The setting sun cast long shadows across the sitting room as Blair stared at the road not taken. Outside her windows, Manhattan's lights began their nightly constellation, pinpricks of brightness against encroaching darkness. Inside, the yearbook's pages held alternate possibilities, paths diverged from so long ago that they seemed to belong to another woman's life.

She remembered how Chuck had dismissed Dan—"Humphrey's from Brooklyn, Blair. He'll write about our lives but never live them"—and how she'd accepted that assessment despite the spark she'd felt when debating literature with Dan, despite the way he'd challenged her to think beyond the boundaries of her privileged existence.

Chuck had offered her a kingdom where she ruled through fear and manipulation. Dan had offered something less tangible but perhaps more valuable—a partnership of minds, a connection based on who she was rather than what she represented.

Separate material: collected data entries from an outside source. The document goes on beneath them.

PR #463, opened 2026-04-05
fix(multi.nhentai): pages not loading

### LINKED ISSUE #456: nhentai.net - Failed to Load Chapter
Image

As screenshot shows. Happens for all the works I tried to open.

Note: This was after moving to Version 0.8.2.

dyphire:
nhentai changed the api again.

Fix #456

### DIFF
--- a/sources/multi.nhentai/src/lib.rs
+++ b/sources/multi.nhentai/src/lib.rs
@@ -12,6 +12,8 @@ mod home;
 mod models;
 mod settings;
 
+use core::cell::RefCell;
+
 use models::*;
 
 const BASE_URL: &str = "https://nhentai.net";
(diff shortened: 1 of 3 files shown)


sources/multi.nhentai/src/lib.rs
```diff
@@ -179,28 +185,42 @@ impl Source for NHentai {
...
+					.json_owned()?;
+				gallery
+			}
+		} else {
+			let api_url = format!("{API_URL}/galleries/{}", chapter.key);
+			let gallery: NHentaiGallery = Request::get(&api_url)?
+				.header("User-Agent", USER_AGENT)
+				.json_owned()?;
+			gallery
+		};
```
kkantan, line 211: you should try and avoid the code duplication here, maybe with something like this:
```rust
let gallery: NHentaiGallery = match &*maybe_cached {
    Some((cached_key, cached_gallery)) if cached_key == &chapter.key => {
        cached_gallery.clone()
    }
    _ => {
        let api_url = format!("{API_URL}/galleries/{}", chapter.key);
        Request::get(api_url)?
            .header("User-Agent", USER_AGENT)
            .json_owned()?
    }
};
```

kkantan (changes requested):

sources/multi.nhentai/src/lib.rs
dyphire: Done

kkantan (approved):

She had chosen the crown, believing it would fulfill the hunger inside her. Now, with her son being groomed in Chuck's image and her days measured in pill bottles and empty rooms, Blair wondered if she'd confused power with happiness, conquest with fulfillment.

The yearbook weighed heavy in her lap as darkness claimed the room completely. Blair didn't reach for the lamp. In the twilight between day and night, with Dan's captured image before her, she allowed herself to wonder about the woman she might have become—a woman whose worth wasn't measured in social victories or designer labels, whose mind was engaged rather than merely distracted, whose laughter might have remained as genuine as the smile captured in that forgotten photograph.